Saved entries

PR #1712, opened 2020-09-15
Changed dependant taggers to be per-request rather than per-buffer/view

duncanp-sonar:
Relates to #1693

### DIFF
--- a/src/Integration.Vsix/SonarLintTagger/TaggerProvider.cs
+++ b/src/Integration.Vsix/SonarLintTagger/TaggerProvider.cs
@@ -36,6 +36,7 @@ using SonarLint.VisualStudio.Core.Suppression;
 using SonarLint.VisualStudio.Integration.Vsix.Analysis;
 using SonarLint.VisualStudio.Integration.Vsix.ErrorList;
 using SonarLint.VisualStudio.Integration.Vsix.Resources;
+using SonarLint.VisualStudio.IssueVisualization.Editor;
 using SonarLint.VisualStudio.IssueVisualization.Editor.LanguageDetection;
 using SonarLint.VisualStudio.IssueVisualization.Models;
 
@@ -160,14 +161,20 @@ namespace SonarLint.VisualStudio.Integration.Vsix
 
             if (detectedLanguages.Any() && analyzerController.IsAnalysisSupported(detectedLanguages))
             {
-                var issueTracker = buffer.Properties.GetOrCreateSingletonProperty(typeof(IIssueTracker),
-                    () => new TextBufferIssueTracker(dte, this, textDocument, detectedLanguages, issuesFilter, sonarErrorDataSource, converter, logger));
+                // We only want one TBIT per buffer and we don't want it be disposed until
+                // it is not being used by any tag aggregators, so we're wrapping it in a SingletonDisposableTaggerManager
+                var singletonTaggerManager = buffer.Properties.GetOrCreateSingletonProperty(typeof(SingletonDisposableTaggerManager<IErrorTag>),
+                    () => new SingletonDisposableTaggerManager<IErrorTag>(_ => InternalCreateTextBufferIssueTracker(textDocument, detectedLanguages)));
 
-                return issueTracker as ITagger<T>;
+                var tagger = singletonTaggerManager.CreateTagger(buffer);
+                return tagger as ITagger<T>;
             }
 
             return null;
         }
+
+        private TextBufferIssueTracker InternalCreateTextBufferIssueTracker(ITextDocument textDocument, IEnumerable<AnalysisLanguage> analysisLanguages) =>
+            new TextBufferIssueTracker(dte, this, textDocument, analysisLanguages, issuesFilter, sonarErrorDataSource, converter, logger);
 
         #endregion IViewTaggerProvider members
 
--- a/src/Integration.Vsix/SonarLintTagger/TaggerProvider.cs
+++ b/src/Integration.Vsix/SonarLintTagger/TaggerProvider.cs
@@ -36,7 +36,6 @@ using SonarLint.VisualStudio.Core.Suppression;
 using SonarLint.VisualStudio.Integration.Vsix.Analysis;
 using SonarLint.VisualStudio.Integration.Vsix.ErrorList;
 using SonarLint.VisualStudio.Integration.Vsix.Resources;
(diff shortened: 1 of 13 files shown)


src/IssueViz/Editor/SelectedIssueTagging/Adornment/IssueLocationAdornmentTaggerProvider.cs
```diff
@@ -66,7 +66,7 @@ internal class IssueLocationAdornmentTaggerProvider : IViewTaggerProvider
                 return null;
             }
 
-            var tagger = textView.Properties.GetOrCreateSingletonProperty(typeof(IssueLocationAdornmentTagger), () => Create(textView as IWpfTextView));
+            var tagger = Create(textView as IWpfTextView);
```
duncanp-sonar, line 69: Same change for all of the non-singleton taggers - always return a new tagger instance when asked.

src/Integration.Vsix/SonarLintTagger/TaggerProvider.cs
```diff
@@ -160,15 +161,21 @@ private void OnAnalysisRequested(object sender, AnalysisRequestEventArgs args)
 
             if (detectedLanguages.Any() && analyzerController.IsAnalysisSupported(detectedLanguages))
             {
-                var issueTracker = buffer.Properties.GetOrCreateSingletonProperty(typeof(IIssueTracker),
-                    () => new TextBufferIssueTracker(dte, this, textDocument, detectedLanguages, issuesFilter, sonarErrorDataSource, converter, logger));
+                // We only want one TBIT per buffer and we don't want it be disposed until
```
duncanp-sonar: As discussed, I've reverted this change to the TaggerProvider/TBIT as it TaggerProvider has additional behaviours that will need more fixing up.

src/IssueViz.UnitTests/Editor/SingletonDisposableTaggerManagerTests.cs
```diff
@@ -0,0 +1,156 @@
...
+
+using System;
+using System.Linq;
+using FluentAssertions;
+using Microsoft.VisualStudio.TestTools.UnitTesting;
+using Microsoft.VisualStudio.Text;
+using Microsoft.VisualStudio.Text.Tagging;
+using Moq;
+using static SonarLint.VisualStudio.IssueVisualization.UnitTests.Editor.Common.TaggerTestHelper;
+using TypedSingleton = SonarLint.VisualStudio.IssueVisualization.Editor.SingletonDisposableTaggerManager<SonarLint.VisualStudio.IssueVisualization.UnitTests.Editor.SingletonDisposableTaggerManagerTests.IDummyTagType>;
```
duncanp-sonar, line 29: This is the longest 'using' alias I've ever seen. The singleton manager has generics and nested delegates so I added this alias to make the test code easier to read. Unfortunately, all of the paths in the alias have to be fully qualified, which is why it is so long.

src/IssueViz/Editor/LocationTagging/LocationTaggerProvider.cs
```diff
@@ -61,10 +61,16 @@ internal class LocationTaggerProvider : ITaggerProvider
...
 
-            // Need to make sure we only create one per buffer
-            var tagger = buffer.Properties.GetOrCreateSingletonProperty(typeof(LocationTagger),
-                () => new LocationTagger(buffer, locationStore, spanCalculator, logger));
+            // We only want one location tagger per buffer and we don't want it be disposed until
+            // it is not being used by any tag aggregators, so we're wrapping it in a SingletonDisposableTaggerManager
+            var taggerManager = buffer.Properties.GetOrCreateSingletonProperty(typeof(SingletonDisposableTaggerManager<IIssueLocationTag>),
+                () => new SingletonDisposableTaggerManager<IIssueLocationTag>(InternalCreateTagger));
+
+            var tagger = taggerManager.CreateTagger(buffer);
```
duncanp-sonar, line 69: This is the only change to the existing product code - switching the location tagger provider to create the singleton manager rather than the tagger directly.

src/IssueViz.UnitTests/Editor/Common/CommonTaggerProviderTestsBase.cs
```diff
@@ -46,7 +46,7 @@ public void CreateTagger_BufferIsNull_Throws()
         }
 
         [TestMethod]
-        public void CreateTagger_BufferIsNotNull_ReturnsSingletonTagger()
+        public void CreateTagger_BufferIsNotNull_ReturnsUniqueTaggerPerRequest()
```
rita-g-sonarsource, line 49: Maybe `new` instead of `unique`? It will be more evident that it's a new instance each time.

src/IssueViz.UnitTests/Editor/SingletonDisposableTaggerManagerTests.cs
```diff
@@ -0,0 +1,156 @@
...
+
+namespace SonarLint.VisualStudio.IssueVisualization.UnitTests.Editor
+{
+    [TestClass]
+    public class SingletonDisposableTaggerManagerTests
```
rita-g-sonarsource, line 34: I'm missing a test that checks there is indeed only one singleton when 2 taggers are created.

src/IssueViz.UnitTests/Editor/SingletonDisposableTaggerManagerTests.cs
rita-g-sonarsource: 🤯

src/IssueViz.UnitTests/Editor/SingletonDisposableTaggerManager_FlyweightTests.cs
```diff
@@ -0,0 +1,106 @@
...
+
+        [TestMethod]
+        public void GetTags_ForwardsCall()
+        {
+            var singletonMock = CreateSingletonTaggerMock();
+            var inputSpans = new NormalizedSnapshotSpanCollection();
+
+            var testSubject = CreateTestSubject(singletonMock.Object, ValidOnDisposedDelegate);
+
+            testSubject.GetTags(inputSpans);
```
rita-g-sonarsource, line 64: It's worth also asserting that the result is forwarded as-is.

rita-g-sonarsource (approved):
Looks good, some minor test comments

• Your instructions:
All entries must be repeated exactly.

• Exercise answer:
PR #1712, opened 2020-09-15
Changed dependant taggers to be per-request rather than per-buffer/view

duncanp-sonar:
Relates to #1693

### DIFF
--- a/src/Integration.Vsix/SonarLintTagger/TaggerProvider.cs
+++ b/src/Integration.Vsix/SonarLintTagger/TaggerProvider.cs
@@ -36,6 +36,7 @@ using SonarLint.VisualStudio.Core.Suppression;
 using SonarLint.VisualStudio.Integration.Vsix.Analysis;
 using SonarLint.VisualStudio.Integration.Vsix.ErrorList;
 using SonarLint.VisualStudio.Integration.Vsix.Resources;
+using SonarLint.VisualStudio.IssueVisualization.Editor;
 using SonarLint.VisualStudio.IssueVisualization.Editor.LanguageDetection;
 using SonarLint.VisualStudio.IssueVisualization.Models;
 
@@ -160,14 +161,20 @@ namespace SonarLint.VisualStudio.Integration.Vsix
 
             if (detectedLanguages.Any() && analyzerController.IsAnalysisSupported(detectedLanguages))
             {
-                var issueTracker = buffer.Properties.GetOrCreateSingletonProperty(typeof(IIssueTracker),
-                    () => new TextBufferIssueTracker(dte, this, textDocument, detectedLanguages, issuesFilter, sonarErrorDataSource, converter, logger));
+                // We only want one TBIT per buffer and we don't want it be disposed until
+                // it is not being used by any tag aggregators, so we're wrapping it in a SingletonDisposableTaggerManager
+                var singletonTaggerManager = buffer.Properties.GetOrCreateSingletonProperty(typeof(SingletonDisposableTaggerManager<IErrorTag>),
+                    () => new SingletonDisposableTaggerManager<IErrorTag>(_ => InternalCreateTextBufferIssueTracker(textDocument, detectedLanguages)));
 
-                return issueTracker as ITagger<T>;
+                var tagger = singletonTaggerManager.CreateTagger(buffer);
+                return tagger as ITagger<T>;
             }
 
             return null;
         }
+
+        private TextBufferIssueTracker InternalCreateTextBufferIssueTracker(ITextDocument textDocument, IEnumerable<AnalysisLanguage> analysisLanguages) =>
+            new TextBufferIssueTracker(dte, this, textDocument, analysisLanguages, issuesFilter, sonarErrorDataSource, converter, logger);
 
         #endregion IViewTaggerProvider members
 
--- a/src/Integration.Vsix/SonarLintTagger/TaggerProvider.cs
+++ b/src/Integration.Vsix/SonarLintTagger/TaggerProvider.cs
@@ -36,7 +36,6 @@ using SonarLint.VisualStudio.Core.Suppression;
 using SonarLint.VisualStudio.Integration.Vsix.Analysis;
 using SonarLint.VisualStudio.Integration.Vsix.ErrorList;
 using SonarLint.VisualStudio.Integration.Vsix.Resources;
(diff shortened: 1 of 13 files shown)


src/IssueViz/Editor/SelectedIssueTagging/Adornment/IssueLocationAdornmentTaggerProvider.cs
```diff
@@ -66,7 +66,7 @@ internal class IssueLocationAdornmentTaggerProvider : IViewTaggerProvider
                 return null;
             }
 
-            var tagger = textView.Properties.GetOrCreateSingletonProperty(typeof(IssueLocationAdornmentTagger), () => Create(textView as IWpfTextView));
+            var tagger = Create(textView as IWpfTextView);
```
duncanp-sonar, line 69: Same change for all of the non-singleton taggers - always return a new tagger instance when asked.

src/Integration.Vsix/SonarLintTagger/TaggerProvider.cs
```diff
@@ -160,15 +161,21 @@ private void OnAnalysisRequested(object sender, AnalysisRequestEventArgs args)
 
             if (detectedLanguages.Any() && analyzerController.IsAnalysisSupported(detectedLanguages))
             {
-                var issueTracker = buffer.Properties.GetOrCreateSingletonProperty(typeof(IIssueTracker),
-                    () => new TextBufferIssueTracker(dte, this, textDocument, detectedLanguages, issuesFilter, sonarErrorDataSource, converter, logger));
+                // We only want one TBIT per buffer and we don't want it be disposed until
```
duncanp-sonar: As discussed, I've reverted this change to the TaggerProvider/TBIT as it TaggerProvider has additional behaviours that will need more fixing up.

src/IssueViz.UnitTests/Editor/SingletonDisposableTaggerManagerTests.cs
```diff
@@ -0,0 +1,156 @@
...
+
+using System;
+using System.Linq;
+using FluentAssertions;
+using Microsoft.VisualStudio.TestTools.UnitTesting;
+using Microsoft.VisualStudio.Text;
+using Microsoft.VisualStudio.Text.Tagging;
+using Moq;
+using static SonarLint.VisualStudio.IssueVisualization.UnitTests.Editor.Common.TaggerTestHelper;
+using TypedSingleton = SonarLint.VisualStudio.IssueVisualization.Editor.SingletonDisposableTaggerManager<SonarLint.VisualStudio.IssueVisualization.UnitTests.Editor.SingletonDisposableTaggerManagerTests.IDummyTagType>;
```
duncanp-sonar, line 29: This is the longest 'using' alias I've ever seen. The singleton manager has generics and nested delegates so I added this alias to make the test code easier to read. Unfortunately, all of the paths in the alias have to be fully qualified, which is why it is so long.

src/IssueViz/Editor/LocationTagging/LocationTaggerProvider.cs
```diff
@@ -61,10 +61,16 @@ internal class LocationTaggerProvider : ITaggerProvider
...
 
-            // Need to make sure we only create one per buffer
-            var tagger = buffer.Properties.GetOrCreateSingletonProperty(typeof(LocationTagger),
-                () => new LocationTagger(buffer, locationStore, spanCalculator, logger));
+            // We only want one location tagger per buffer and we don't want it be disposed until
+            // it is not being used by any tag aggregators, so we're wrapping it in a SingletonDisposableTaggerManager
+            var taggerManager = buffer.Properties.GetOrCreateSingletonProperty(typeof(SingletonDisposableTaggerManager<IIssueLocationTag>),
+                () => new SingletonDisposableTaggerManager<IIssueLocationTag>(InternalCreateTagger));
+
+            var tagger = taggerManager.CreateTagger(buffer);
```
duncanp-sonar, line 69: This is the only change to the existing product code - switching the location tagger provider to create the singleton manager rather than the tagger directly.

src/IssueViz.UnitTests/Editor/Common/CommonTaggerProviderTestsBase.cs
```diff
@@ -46,7 +46,7 @@ public void CreateTagger_BufferIsNull_Throws()
         }
 
         [TestMethod]
-        public void CreateTagger_BufferIsNotNull_ReturnsSingletonTagger()
+        public void CreateTagger_BufferIsNotNull_ReturnsUniqueTaggerPerRequest()
```
rita-g-sonarsource, line 49: Maybe `new` instead of `unique`? It will be more evident that it's a new instance each time.

src/IssueViz.UnitTests/Editor/SingletonDisposableTaggerManagerTests.cs
```diff
@@ -0,0 +1,156 @@
...
+
+namespace SonarLint.VisualStudio.IssueVisualization.UnitTests.Editor
+{
+    [TestClass]
+    public class SingletonDisposableTaggerManagerTests
```
rita-g-sonarsource, line 34: I'm missing a test that checks there is indeed only one singleton when 2 taggers are created.

src/IssueViz.UnitTests/Editor/SingletonDisposableTaggerManagerTests.cs
rita-g-sonarsource: 🤯

src/IssueViz.UnitTests/Editor/SingletonDisposableTaggerManager_FlyweightTests.cs
```diff
@@ -0,0 +1,106 @@
...
+
+        [TestMethod]
+        public void GetTags_ForwardsCall()
+        {
+            var singletonMock = CreateSingletonTaggerMock();
+            var inputSpans = new NormalizedSnapshotSpanCollection();
+
+            var testSubject = CreateTestSubject(singletonMock.Object, ValidOnDisposedDelegate);
+
+            testSubject.GetTags(inputSpans);
```
rita-g-sonarsource, line 64: It's worth also asserting that the result is forwarded as-is.

rita-g-sonarsource (approved):
Looks good, some minor test comments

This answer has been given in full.